Taking no chances that Time Warner Inc. and Comcast Corp. will offer a price high enough for its cable assets, Adelphia Communications Corp. is encouraging a team of private-equity investors to make a joint bid for as much as $18 billion, a published report said Friday.
The New York Times said buyout firms giants Thomas H. Lee Partners, Providence Equity Group and Kohlberg Kravis Roberts were in early discussions about launching a joint bid for the Denver-based MSO. The article, citing unnamed sources, said negotiations were in preliminary stages and a formal bid might never materialize.
Top MSOs Time Warner and Comcast are considered to be the likely high bidders for Adelphia, which agreed in September to offer up systems in seven separate clusters, ranging in size from 500,000 to 1.5 million customers.
So far, more than 50 interested parties have expressed interest.

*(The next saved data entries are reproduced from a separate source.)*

PR #402, opened 2023-12-13
Add ComicEarthstar

MikeZeDev:
* CoreView + GraphQL


web/src/engine/FetchProviderNodeWebkit.ts
```diff
@@ -158,10 +158,10 @@ export async function FetchCSS<T extends HTMLElement>(request: FetchRequest, que
     return [...dom.querySelectorAll(query)] as T[];
 }
 
-export async function FetchGraphQL<TResult>(request: FetchRequest, operationName: string, query: string, variables: string): Promise<TResult> {
+export async function FetchGraphQL<TResult>(request: FetchRequest, operationName: string, query: string, requestVariables: string = undefined): Promise<TResult> {
 
     const graphQLRequest = new FetchRequest(request.url, {
-        body: JSON.stringify({ operationName, query, variables }),
+        body: JSON.stringify({ operationName, query, variables: requestVariables ? requestVariables: {} }),
```
ronny1982, line 164: Type mismatch, `variables` is defined as string, but an empty object `{}` is used as default.

web/src/engine/websites/ComicEarthStar.ts
```diff
@@ -0,0 +1,121 @@
+import { Tags } from '../Tags';
+import icon from './ComicEarthStar.webp';
+import { DecoratableMangaScraper, Manga, type MangaPlugin } from '../providers/MangaPlugin';
+import * as CoreView from './decorators/CoreView';
+import * as Common from './decorators/Common';
+import { FetchGraphQL, FetchRequest } from '../FetchProvider';
+
+const queryOneshots = `
+            query Earthstar_Oneshot {
```
ronny1982, line 9: Indent should be 4 spaces, but is 8 spaces

web/src/engine/websites/ComicEarthStar.ts
```diff
@@ -0,0 +1,121 @@
...
+                seriesOneshot: serialGroup(groupName: "連載・読切：読切作品") {
+                    seriesSlice {
+                        seriesList {
+                            ...Earthstar_SeriesListItem_Series
+                        }
+                    }
+                }
+            }
+            fragment Earthstar_SeriesListItem_Series on Series {
```
ronny1982, line 18: Fragment is only used once, consider to embed the content directly and drop the fragment

web/src/engine/FetchProviderNodeWebkit.ts
MikeZeDev: IKR .If i use a string the request doesnt work. Teh request
Do you suggest i modify FetchGraphQL argument to pass an objet of type "unknown" so its settled ?

MikeZeDev: Changes reverted, and so its gonna need #406 merged to work :)

ronny1982 (approved):

PR #406, opened 2023-12-14
FetchGraphQL :  change "variables" argument

MikeZeDev:
All websites affected has ben tested.

### DIFF
--- a/web/src/engine/FetchProvider.ts
+++ b/web/src/engine/FetchProvider.ts
@@ -2,7 +2,7 @@ import { type PlatformInfo, Runtime, DetectPlatform, CreateUnsupportedPlatformEr
 import * as FetchProviderNodeWebkit from './FetchProviderNodeWebkit';
 import * as FetchProviderBrowser from './FetchProviderBrowser';
 import { InternalError, NotImplementedError } from './Error';
-import type { JSONElement } from '../../../node_modules/websocket-rpc/dist/types';
+import type { JSONObject } from '../../../node_modules/websocket-rpc/dist/types';
 
 export type PreloadAction = (win: typeof window, frame: typeof window) => void;
 
@@ -56,8 +56,8 @@ export function FetchCSS<T extends HTMLElement>(request: FetchRequest, query: st
     return fetchCSS<T>(request, query);
 }
 
-let fetchGraphQL: <TResult>(request: FetchRequest, operationName: string, query: string, variables: JSONElement) => Promise<TResult> = fail;
-export function FetchGraphQL<TResult>(request: FetchRequest, operationName: string, query: string, variables: JSONElement): Promise<TResult> {
+let fetchGraphQL: <TResult>(request: FetchRequest, operationName: string, query: string, variables: JSONObject) => Promise<TResult> = fail;
+export function FetchGraphQL<TResult>(request: FetchRequest, operationName: string, query: string, variables: JSONObject): Promise<TResult> {
     return fetchGraphQL(request, operationName, query, variables);
 }
 
--- a/web/src/engine/FetchProvider.ts
+++ b/web/src/engine/FetchProvider.ts
@@ -55,8 +55,8 @@ export function FetchCSS<T extends HTMLElement>(request: FetchRequest, query: st
     return fetchCSS<T>(request, query);
 }
 
-let fetchGraphQL: <TResult>(request: FetchRequest, operationName: string, query: string, variables : string) => Promise<TResult> = fail;
-export function FetchGraphQL<TResult>(request: FetchRequest, operationName: string, query: string, variables : string): Promise<TResult> {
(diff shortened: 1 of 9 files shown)


web/src/engine/websites/ArgosScan.ts
```diff
@@ -55,7 +55,7 @@ export default class extends DecoratableMangaScraper {
         const vars = { id: id };
         const request = new FetchRequest(new URL('/graphql', this.URI).href);
         const operationName = 'project';
-        const data = await FetchGraphQL<ApiSingleResult<APIManga>>(request, operationName, gql, JSON.stringify(vars));
+        const data = await FetchGraphQL<ApiSingleResult<APIManga>>(request, operationName, gql, vars);
```
ronny1982, line 58: Shouldn't `vars` still be a JSON serialised string?
The implementation in `FetchGraphQL` was not updated to support this type change.

web/src/engine/FetchProviderNodeWebkit.ts
```diff
@@ -158,7 +158,7 @@ export async function FetchCSS<T extends HTMLElement>(request: FetchRequest, que
     return [...dom.querySelectorAll(query)] as T[];
 }
 
-export async function FetchGraphQL<TResult>(request: FetchRequest, operationName: string, query: string, variables: string): Promise<TResult> {
+export async function FetchGraphQL<TResult>(request: FetchRequest, operationName: string, query: string, variables: unknown): Promise<TResult> {
```
ronny1982, line 161: Using `unknown` is quite an anti-pattern for using type definitions.
Consider using an appropriate type or add JSDoc comment for the method parameter.

web/src/engine/FetchProvider.ts
```diff
@@ -55,8 +55,8 @@ export function FetchCSS<T extends HTMLElement>(request: FetchRequest, query: st
     return fetchCSS<T>(request, query);
 }
 
-let fetchGraphQL: <TResult>(request: FetchRequest, operationName: string, query: string, variables : string) => Promise<TResult> = fail;
-export function FetchGraphQL<TResult>(request: FetchRequest, operationName: string, query: string, variables : string): Promise<TResult> {
+let fetchGraphQL: <TResult>(request: FetchRequest, operationName: string, query: string, variables: unknown) => Promise<TResult> = fail;
+export function FetchGraphQL<TResult>(request: FetchRequest, operationName: string, query: string, variables: unknown): Promise<TResult> {
```
ronny1982, line 59: Type `unknown` is quite an anti-pattern for using with type definitions.
Consider using an appropriate type or add JSDoc comment for the method parameter.

MikeZeDev: The thing is, by essence, the "variables" object is just an object and its definition depends on the request.

web/src/engine/websites/ArgosScan.ts
MikeZeDev: We end up getting the same result. Turns out serializing it was just because i wanted to pass it as a string . I tested all affected website and they works. And GraphQL is sensible about data types. Gotta test them again just to be sure

web/src/engine/FetchProvider.ts
ronny1982: I don't think its just an object, it must be JSON serialisable e.g., like the [JSONElement](https://github.com/manga-download/haruneko/blob/fbec2edcda3c2f1bd02f8a3cc7064a8a307b947f/web/src/engine/ipc/InterProcessCommunication.ts#L1) type definition

web/src/engine/websites/ArgosScan.ts
ronny1982: I see, so embedding a stringified JSON object within another stringified JSON object was not by intention, but a workaround.

web/src/engine/FetchProvider.ts
MikeZeDev: Its basically { x : boolean | Array | string | number } i guess, with any number of property. It could be empty too. I am wondering which type would be ok, or how to define one accuratly. Maybe JSONElement would fit ?

web/src/engine/websites/ArgosScan.ts
MikeZeDev: Its working like a charm :)

web/src/engine/FetchProvider.ts
```diff
@@ -2,6 +2,7 @@ import { type PlatformInfo, Runtime, DetectPlatform, CreateUnsupportedPlatformEr
 import * as FetchProviderNodeWebkit from './FetchProviderNodeWebkit';
 import * as FetchProviderBrowser from './FetchProviderBrowser';
 import { InternalError, NotImplementedError } from './Error';
+import type { JSONElement } from '../../../node_modules/websocket-rpc/dist/types';
```
ronny1982, line 5: Maybe it can be even more restrict and import `JSONObject` instead?

MikeZeDev: Fine

ronny1982 (approved):

PR #417, opened 2023-12-18
Add ShonenJumpRookie

MikeZeDev:


web/src/engine/websites/ShonenJumpRookie.ts
```diff
@@ -0,0 +1,57 @@
...
+        let cursor = doc.querySelector<HTMLOListElement>('ol[data-series-read-more-url]').dataset.seriesReadMoreUrl;
+
+        while (cursor) {
+            const request = new FetchRequest(new URL(cursor, this.URI).href, {
+                headers: {
+                    'X-Requested-With': 'XMLHttpRequest'
+                }
+            });
+
+            const response = await Fetch(request);
```
ronny1982, line 45: Why not using `FetchCSS`?

ronny1982 (approved):

ronny1982 (approved):

web/src/engine/websites/ShonenJumpRookie.ts
MikeZeDev: because we need the response custom header as a cursor. FetchCSS dont give access to the answer :)

PR #451, opened 2023-12-31
Add MangaFreak

MikeZeDev:
bypass Cloudflare once and it works flawlessly


ronny1982 (approved):
Approved without reviewing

“It would be the first material investment in cable in the U.S. by a private-equity company in a couple of years, at a time of unprecedented concern about the long-term competitive positioning of the industry,” Citigroup Smith Barney cable analyst Niraj Gupta said.
Adelphia would no doubt like to see competition against Time Warner and Comcast, to up the price, but Gupta said, “at some point, you can’t bluff the would-be buyer any higher.”
This is also an early stage of what’s expected to be a multiple-round process, he said.
Most private equity investors sold out of cable after the consolidation boom of the late 1990s. Providence Equity did back Bresnan Communications’s purchase of 314,000 subscribers from Comcast and joined a consortium that bought cable assets in Germany and the Netherlands for a total of $2.6 billion, both in 2003.
But Gupta noted, “Generally speaking, private-equity guys have really never been successful outbidding other entities when strategic companies are involved.”
The Times article also said Adelphia chairman and CEO William Schleyer could stay on to run the company should financial investors prevail.
Adelphia spokesman Paul Jacobson would not comment on the Times report. “We are committed to a fair and robust process designed to achieve the maximum value for the bankruptcy constituents,” he said. “No bidder, group of bidders or solution is being favored.”
Adelphia last week reached a preliminary agreement with unsecured creditors on the chance that the auction doesn’t attract a high enough price. Unsecured creditors would receive common stock in the newly emerged entity, based on an enterprise value of $17 billion and after deducting or reserving payments to bank lenders and other senior creditors.
Adelphia also pushed back the deadline for final auction bids to January from December.